Aim of the task:
With nothing added and nothing dropped, write out all of the entries below.

─── Material provided

PR #7426, opened 2024-03-25
On Darwin, allow XCTest to be missing if we're only building swift-testing tests.

grynspan:
This PR removes the constraint on Darwin that XCTest.framework must be present in order to build tests using swift-testing. On Darwin, XCTest is included as a framework inside Xcode, but if a developer installs the Xcode Command Line Tools instead of the full IDE, XCTest is not included. They then get a diagnostic of the form:

> error: XCTest not available: terminated(1): /usr/bin/xcrun --sdk macosx --show-sdk-platform-path output:
>    xcrun: error: unable to lookup item 'PlatformPath' from command line tools installation
>    xcrun: error: unable to lookup item 'PlatformPath' in SDK '/Library/Developer/CommandLineTools/SDKs/MacOSX14.0.sdk'

Which is a poor experience if they aren't even using XCTest.

This change, as a (positive) side effect, suppresses the same diagnostic when running commands that are not usually dependent on the presence of XCTest such as `swift build`.

Note that swift-corelibs-xctest is not supported on Darwin, so installing the Xcode Command Line Tools and adding an explicit dependency on swift-corelibs-xctest will not produce a functional test target bundle. Supporting swift-corelibs-xctest on Darwin is a potential future direction.

Automated testing for this change is difficult because it relies on a build environment that is not supported in CI (namely the presence of the CL tools but not Xcode nor XCTest.framework.) I have manually tested the change against swift-testing's own test target.

A separate PR will be necessary in swift-testing to remove some remaining XCTest dependencies. Those changes are not covered by this PR.

Resolves rdar://125372431.

### DIFF
--- a/Sources/Commands/SwiftTestCommand.swift
+++ b/Sources/Commands/SwiftTestCommand.swift
@@ -40,7 +40,8 @@ private enum TestError: Swift.Error {
     case testProductNotFound(productName: String)
     case productIsNotTest(productName: String)
     case multipleTestProducts([String])
-    case xctestNotAvailable(reason: String? = nil)
+    case xctestNotAvailable(reason: String)
+    case xcodeNotInstalled
 }
 
 extension TestError: CustomStringConvertible {
@@ -58,11 +59,9 @@ extension TestError: CustomStringConvertible {
         case .multipleTestProducts(let products):
             return "found multiple test products: \(products.joined(separator: ", ")); use --test-product to select one"
         case let .xctestNotAvailable(reason):
-            if let reason {
-                return "XCTest not available: \(reason)"
-            } else {
-                return "XCTest not available"
-            }
+            return "XCTest not available: \(reason)"
+        case .xcodeNotInstalled:
+            return "XCTest not available; download and install Xcode to use XCTest on this platform"
         }
     }
 }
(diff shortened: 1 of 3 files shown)


grynspan:
@swift-ci please test

briancroom (approved):

Sources/Commands/SwiftTestCommand.swift
```diff
@@ -814,7 +819,7 @@ final class TestRunner {
         #if os(macOS)
         if library == .xctest {
             guard let xctestPath = self.toolchain.xctestPath else {
-                throw TestError.xctestNotAvailable
+                throw TestError.xctestNotAvailable()
```
MaxDesiatov, line 822: Why not provide a reason here for users to have an actionable error message?

Sources/PackageModel/SwiftSDKs/SwiftSDK.swift
```diff
@@ -147,7 +147,29 @@ public struct SwiftSDK: Equatable {
...
+    @available(*, deprecated, message: "Use `xctestSupport` instead")
+    public var supportsTesting: Bool {
+        if case .supported = xctestSupport {
+            return true
+        }
+        return false
+    }
+
+    /// Whether or not the receiver supports testing using XCTest.
+    public enum XCTestSupport: Sendable, Equatable {
```
MaxDesiatov, line 159:
```suggestion
    package enum XCTestSupport: Sendable, Equatable {
```

Sources/PackageModel/SwiftSDKs/SwiftSDK.swift
```diff
@@ -417,19 +439,44 @@ public struct SwiftSDK: Equatable {
...
+            hostTriple: hostTriple,
+            targetTriple: targetTriple,
+            toolset: toolset,
+            pathsConfiguration: pathsConfiguration,
+            xctestSupport: xctestSupport
+        )
+    }
+
     /// Creates a Swift SDK with the specified properties.
     public init(
```
MaxDesiatov, line 468:
```suggestion
    package init(
```

MaxDesiatov: Let's keep the new initializer hidden for now. We need to understand the exact use cases for exposing `SwiftSDK` as `public` in the first place before encouraging further adoption of it, especially as its API is not stable.

Sources/Commands/SwiftTestCommand.swift
grynspan: Done.

grynspan:
@swift-ci please test

grynspan:
@swift-ci please test Windows

MaxDesiatov (approved):
Thanks!

PR #7429, opened 2024-03-28
🍒[cxx-interop] Propagate interop flag to the test entry point target

egorzhdan:
**Explanation**: Projects that use C++ interop for some of the Swift targets were failing to build in test mode (`swift test`) because the generated test entry point target wasn't being compiled with C++ interop enabled.
**Scope**: Flags that are being passed to the entry point test target.
**Risk**: Low, this only affects projects that explicitly enable C++ interop in the package manifest on non-Darwin platforms only.
**Testing**: Added a build plan test.
**Issue**: rdar://125498997
**Reviewer**: @MaxDesiatov approved https://github.com/apple/swift-package-manager/pull/7428.

(cherry picked from commit f529daef40418e143ed501ff245109e061db190a)

### DIFF
--- a/Sources/Build/BuildDescription/SwiftTargetBuildDescription.swift
+++ b/Sources/Build/BuildDescription/SwiftTargetBuildDescription.swift
@@ -555,11 +555,11 @@ package final class SwiftTargetBuildDescription {
             args += ["-color-diagnostics"]
         }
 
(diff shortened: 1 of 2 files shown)


egorzhdan:
@swift-ci please test

bnbarham (approved):

PR #7430, opened 2024-03-28
[6.0] On Darwin, allow XCTest to be missing if we're only building swift-testing tests.

grynspan:
**Explanation:** This PR removes the constraint on Darwin that XCTest.framework must be present in order to build tests using swift-testing. On Darwin, XCTest is included as a framework inside Xcode, but if a developer installs the Xcode Command Line Tools instead of the full IDE, XCTest is not included.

──────

Your response:
PR #7426, opened 2024-03-25
On Darwin, allow XCTest to be missing if we're only building swift-testing tests.

grynspan:
This PR removes the constraint on Darwin that XCTest.framework must be present in order to build tests using swift-testing. On Darwin, XCTest is included as a framework inside Xcode, but if a developer installs the Xcode Command Line Tools instead of the full IDE, XCTest is not included. They then get a diagnostic of the form:

> error: XCTest not available: terminated(1): /usr/bin/xcrun --sdk macosx --show-sdk-platform-path output:
>    xcrun: error: unable to lookup item 'PlatformPath' from command line tools installation
>    xcrun: error: unable to lookup item 'PlatformPath' in SDK '/Library/Developer/CommandLineTools/SDKs/MacOSX14.0.sdk'

Which is a poor experience if they aren't even using XCTest.

This change, as a (positive) side effect, suppresses the same diagnostic when running commands that are not usually dependent on the presence of XCTest such as `swift build`.

Note that swift-corelibs-xctest is not supported on Darwin, so installing the Xcode Command Line Tools and adding an explicit dependency on swift-corelibs-xctest will not produce a functional test target bundle. Supporting swift-corelibs-xctest on Darwin is a potential future direction.

Automated testing for this change is difficult because it relies on a build environment that is not supported in CI (namely the presence of the CL tools but not Xcode nor XCTest.framework.) I have manually tested the change against swift-testing's own test target.

A separate PR will be necessary in swift-testing to remove some remaining XCTest dependencies. Those changes are not covered by this PR.

Resolves rdar://125372431.

### DIFF
--- a/Sources/Commands/SwiftTestCommand.swift
+++ b/Sources/Commands/SwiftTestCommand.swift
@@ -40,7 +40,8 @@ private enum TestError: Swift.Error {
     case testProductNotFound(productName: String)
     case productIsNotTest(productName: String)
     case multipleTestProducts([String])
-    case xctestNotAvailable(reason: String? = nil)
+    case xctestNotAvailable(reason: String)
+    case xcodeNotInstalled
 }
 
 extension TestError: CustomStringConvertible {
@@ -58,11 +59,9 @@ extension TestError: CustomStringConvertible {
         case .multipleTestProducts(let products):
             return "found multiple test products: \(products.joined(separator: ", ")); use --test-product to select one"
         case let .xctestNotAvailable(reason):
-            if let reason {
-                return "XCTest not available: \(reason)"
-            } else {
-                return "XCTest not available"
-            }
+            return "XCTest not available: \(reason)"
+        case .xcodeNotInstalled:
+            return "XCTest not available; download and install Xcode to use XCTest on this platform"
         }
     }
 }
(diff shortened: 1 of 3 files shown)


grynspan:
@swift-ci please test

briancroom (approved):

Sources/Commands/SwiftTestCommand.swift
```diff
@@ -814,7 +819,7 @@ final class TestRunner {
         #if os(macOS)
         if library == .xctest {
             guard let xctestPath = self.toolchain.xctestPath else {
-                throw TestError.xctestNotAvailable
+                throw TestError.xctestNotAvailable()
```
MaxDesiatov, line 822: Why not provide a reason here for users to have an actionable error message?

Sources/PackageModel/SwiftSDKs/SwiftSDK.swift
```diff
@@ -147,7 +147,29 @@ public struct SwiftSDK: Equatable {
...
+    @available(*, deprecated, message: "Use `xctestSupport` instead")
+    public var supportsTesting: Bool {
+        if case .supported = xctestSupport {
+            return true
+        }
+        return false
+    }
+
+    /// Whether or not the receiver supports testing using XCTest.
+    public enum XCTestSupport: Sendable, Equatable {
```
MaxDesiatov, line 159:
```suggestion
    package enum XCTestSupport: Sendable, Equatable {
```

Sources/PackageModel/SwiftSDKs/SwiftSDK.swift
```diff
@@ -417,19 +439,44 @@ public struct SwiftSDK: Equatable {
...
+            hostTriple: hostTriple,
+            targetTriple: targetTriple,
+            toolset: toolset,
+            pathsConfiguration: pathsConfiguration,
+            xctestSupport: xctestSupport
+        )
+    }
+
     /// Creates a Swift SDK with the specified properties.
     public init(
```
MaxDesiatov, line 468:
```suggestion
    package init(
```

MaxDesiatov: Let's keep the new initializer hidden for now. We need to understand the exact use cases for exposing `SwiftSDK` as `public` in the first place before encouraging further adoption of it, especially as its API is not stable.

Sources/Commands/SwiftTestCommand.swift
grynspan: Done.

grynspan:
@swift-ci please test

grynspan:
@swift-ci please test Windows

MaxDesiatov (approved):
Thanks!

PR #7429, opened 2024-03-28
🍒[cxx-interop] Propagate interop flag to the test entry point target

egorzhdan:
**Explanation**: Projects that use C++ interop for some of the Swift targets were failing to build in test mode (`swift test`) because the generated test entry point target wasn't being compiled with C++ interop enabled.
**Scope**: Flags that are being passed to the entry point test target.
**Risk**: Low, this only affects projects that explicitly enable C++ interop in the package manifest on non-Darwin platforms only.
**Testing**: Added a build plan test.
**Issue**: rdar://125498997
**Reviewer**: @MaxDesiatov approved https://github.com/apple/swift-package-manager/pull/7428.

(cherry picked from commit f529daef40418e143ed501ff245109e061db190a)

### DIFF
--- a/Sources/Build/BuildDescription/SwiftTargetBuildDescription.swift
+++ b/Sources/Build/BuildDescription/SwiftTargetBuildDescription.swift
@@ -555,11 +555,11 @@ package final class SwiftTargetBuildDescription {
             args += ["-color-diagnostics"]
         }
 
(diff shortened: 1 of 2 files shown)


egorzhdan:
@swift-ci please test

bnbarham (approved):

PR #7430, opened 2024-03-28
[6.0] On Darwin, allow XCTest to be missing if we're only building swift-testing tests.

grynspan:
**Explanation:** This PR removes the constraint on Darwin that XCTest.framework must be present in order to build tests using swift-testing. On Darwin, XCTest is included as a framework inside Xcode, but if a developer installs the Xcode Command Line Tools instead of the full IDE, XCTest is not included.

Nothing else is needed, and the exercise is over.